Однажды мне позвонил уже забытый джентльмен из агентства, в котором мы регистрировали Васю и Толю. Он информировал меня о возникшей временной работе где-то в порту. Требовалось человек десять, готовых работать в дневную и ночную смену. Он меня озадачил и отвлёк от приятного времяпровождения. Я попросил дать мне какое-то время на осмысление и обещал вскоре отозваться. Встретив в этот же день на кухне Лали, я вспомнил о грузинских ребятах, остро нуждающихся в работе. Я лишь сообщил ей о возникшем предложении, и она тут же позвонила кому-то. Говорила она на непонятном мне грузинском языке. Закончив разговор по телефону, просила меня оставаться на месте и ждать прихода трудовых кадров, готовых оплатить мои хлопоты, в случае их трудоустройства.
Ребята действительно явились скоро, и по всему было очевидно, что вопрос занятости их очень волновал. Первыми пришли двое; отец и его сын лет семнадцати. Лали представила нас.
— Сергей, документы у нас есть. Английский немного знает мой сын, остальные без языка… Но мы тебе заплатим за помощь… Сколько человек ты можешь устроить? — посыпал он на меня вопросы.
— В агентстве сказали, что работа временная, в дневную и ночную смену, нужно человек десять. Это всё, что я знаю на данный момент, — коротко отчитался я.
— Только десять? — удивил он меня таким вопросом.

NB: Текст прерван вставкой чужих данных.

PR #14200, opened 2026-01-16
chore(system): deprecate RunnerUtils

loicmathieu:
TestRunnerUtils should be used in test.
The only usage has been replaced by polling the repository


nkwiatkowski (approved):
LGTM

PR #14204, opened 2026-01-18
chore(core): remove redundant Boolean.Type.equals checks on non-nullable values

MTarek165:
## Description
Boolean.TRUE.equals(...) is useful only when the value may be null.
Since orElseThrow() in render().as(...).orElseThrow() throws exception if value is null and otherwise return non-nullable value, so this check is redundant, does not affect behavior, and only adds unnecessary noise / IDE warnings.


loicmathieu:
Hi,
Thanks for your contribution but we use this pattern reliantly in plugins and core and, even if it's right that it resolves to the same if we rely on Lombok, I prefer to be explicit so I don't want to change this code if not necessary.

PR #14210, opened 2026-01-19
feat(jdbc): allow minPollInterval and maxPollInterval to be same

### LINKED ISSUE #9608: [JDBC] Allow setting min and max poll interval to the same value.
### Feature description

This would disable the switch to a different poll interval.

hemantmm:
closes: #9608

### ✨ Description

What does this PR change?  

- Permit configuration where `minPollInterval == maxPollInterval`.
- Updated validation to only reject `max < min`.
- Added unit test verifying single-step behavior.

image


loicmathieu (approved):
LGTM, thanks

PR #14215, opened 2026-01-19
test(system): bring back partial parallelization + load flow with tenant annotation

AcevedoR:
- companion PR: https://github.com/kestra-io/kestra-ee/pull/6454


loicmathieu:
Be sure it takes less time and it works at least 3 times in a row before merging...

nkwiatkowski (approved):
LGTM

loicmathieu:
See test result duration, it didn't bring any performance improvement so I think we should not run tests in parallel. It risks bringing again flakiness for now added value.

PR #14218, opened 2026-01-19
fix(trigger): Expression and ExecutionOutputs should not be scheduled…

loicmathieu:
… condition

ScheduledCondition are special types of conditions used when computing the Schedule trigger next date. If no next date can be computed, the Scheduler will try to compute again the next date after 1s. So ScheduleConditions must be conditions that only works on date to limit the number of date a trigger should be scheduled on.

Without that, it creates a kind of inifinte loop.
In my local machine, this uses 5% CPU whereas with the fix the CPU becomes idle. On resource restricted computers this can cost way more.

Fixes https://github.com/kestra-io/kestra-ee/issues/6444


Skraye (approved):
LGTM

loicmathieu:
Backported to 1.0 and 1.2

— А вас сколько? — поинтересовался я.
— Сейчас человек пятнадцать готовы работать, они ожидают моего сигнала, — шокировал меня лидер грузинского движения в Саутхэмптоне.
— Хорошо. Мы можем все пойти в агентство, и оформить всех, готовых к труду. Далее, будет видно, — предложил я.

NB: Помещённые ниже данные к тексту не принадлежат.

PR #14222, opened 2026-01-19
docs(storage): fix examples

wrussell1999:
- [x] Concat
- [x] DeduplicateItems
- [x] Delete
- [x] FilterItems
- [x] PurgeCurrentExecutionFiles
- [x] Reverse
- [x] Size
- [x] Split
- [x] Write


aj-emerich (approved):

core/src/main/java/io/kestra/plugin/core/storage/DeduplicateItems.java
```diff
@@ -38,15 +38,36 @@
...
+                      - "my_data.csv"
+                    
+                  - id: csv_to_ion
+                    type: io.kestra.plugin.serdes.csv.CsvToIon
+                    from: "{{ outputs.generate_files.outputFiles['my_data.csv'] }}"
+
+                  - id: dedup
+                    type: io.kestra.plugin.core.storage.DeduplicateItems
+                    from: "{{ outputs.csv_to_ion.uri }}"
+                    expr: "{{ customer_email }}"
```
wrussell1999, line 69: Should `expr` be renamed? Basically you just want to say which of the columns you want to target for duplicates. But maybe you want to remove some stuff that matches an expression. I couldn't work out what.

core/src/main/java/io/kestra/plugin/core/storage/FilterItems.java
```diff
@@ -35,16 +35,27 @@
...
+                    uri: https://huggingface.co/datasets/kestra/datasets/raw/main/csv/orders.csv
+
+                  - id: csv_to_ion
+                    type: io.kestra.plugin.serdes.csv.CsvToIon
+                    from: "{{ outputs.download.uri }}"
+                  
+                  - id: filter
+                    type: io.kestra.plugin.core.storage.FilterItems
+                    from: "{{ outputs.download.uri }}"
+                    filterCondition: "{{ (product_id | number) == 20 }}"
```
wrussell1999, line 57: Perhaps the property description could be clearer about what expressions, and specifically being able to use the headers directly in here like I have.

core/src/main/java/io/kestra/plugin/core/storage/Split.java
```diff
@@ -29,31 +29,78 @@
...
+
+                tasks:
+                  - id: download
+                    type: io.kestra.plugin.core.http.Download
+                    uri: https://huggingface.co/datasets/kestra/datasets/raw/main/csv/orders.csv
+
+                  - id: split
+                    type: io.kestra.plugin.core.storage.Split
+                    from: "{{ outputs.download.uri }}"
+                    bytes: "5KB"
```
wrussell1999: This only works on KB and above. It didn't recognise B so maybe should add in property description.

core/src/main/java/io/kestra/plugin/core/storage/DeduplicateItems.java
aj-emerich: Probably one for the plugin guys

core/src/main/java/io/kestra/plugin/core/storage/FilterItems.java
aj-emerich: Let's be as descriptive as possible so it's not up to the user to work out what a property is asking for.

core/src/main/java/io/kestra/plugin/core/storage/DeduplicateItems.java
wrussell1999: I can't think of a better name so gonna leave this for now.

core/src/main/java/io/kestra/plugin/core/storage/FilterItems.java
```diff
@@ -66,8 +77,8 @@ public class FilterItems extends Task implements RunnableTask<FilterItems.Output
     private Property<String> from;
 
     @Schema(
-        title = "The 'pebble' expression used to match items to be included or excluded",
-        description = "The 'pebble' expression should return a BOOLEAN value (i.e. `true` or `false`). Values `0`, `-0`, and `\"\"` are interpreted as `false`. " +
+        title = "The expression used to match items to be included or excluded",
+        description = "Headers from the file can be referenced directly e.g. `{{ product_id }}` but will be rendered as a string unless combined with a filter e.g. `product_id | number`. The Pebble expression should return a BOOLEAN value (i.e. `true` or `false`). Values `0`, `-0`, and `\"\"` are interpreted as `false`. " +
```
aj-emerich:
```suggestion
        description = "Headers from the file can be referenced directly, e.g., `{{ product_id }}`, but will be rendered as a string unless combined with a filter, e.g., `product_id | number`. The Pebble expression should return a BOOLEAN value (i.e., `true` or `false`). Values `0`, `-0`, and `\"\"` are interpreted as `false`. " +
```

aj-emerich (approved):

— Сергей, пожалуйста, постарайся, чтобы всех. Мы отблагодарим, ты не думай, — эмоционально уговаривал меня грузин-староста, словно я был работодателем.
По его звонку-команде, спустя минут десять, в дом ввалилась делегация грузинских мужчин, человек двенадцать, разных возрастов, словно они где-то поблизости ожидали сигнала. Молодые, до двадцати лет, не говорили даже по-русски. Самому старшему было около шестидесяти.
Наше уличное шествие походило на грузинскую спортивную делегацию и привлекало внимание прохожих. В агентстве, наше появление тоже вызвало удивление.
— Здесь четырнадцать, и все хотят работать! Но есть ещё несколько, — доложил я.
— Хорошо, я постараюсь что-то организовать, — озадаченно разглядывал кавказских кадров джентльмен. — Но сначала, Сергей, нам предстоит выполнить немалую бумажную работу. Если они не говорят по-английски, то тебе придётся принять участие, — растерянно оценивал он ситуацию.
— Тогда приступаем, — призвал я к действию.
Джентльмен по-военному раздавал всем анкеты и указания. Я, по очереди, с каждым начал заполнять бумаги. Те, кто оказался грамотней, говорил и понимал по-русски, присели рядом, подглядывая и спрашивая, делали это сами.
Вся эта бумажная возня, бестолковые вопросы о работе, зарплате и многократные просьбы, заняли более часа и вызвали у меня головную боль.
Босс, о самой работе сообщил следующее.
Местная компания, промышляющая торговлей алкогольной продукции Бакарди, затребовала людей на временную работу, для разлива и упаковки какой-то порции продукта. В ночную смену оплата — шесть фунтов за час. В дневную — пять. Разливочный упаковочный цех находится на территории порта. Остальные условия объяснят на рабочем месте.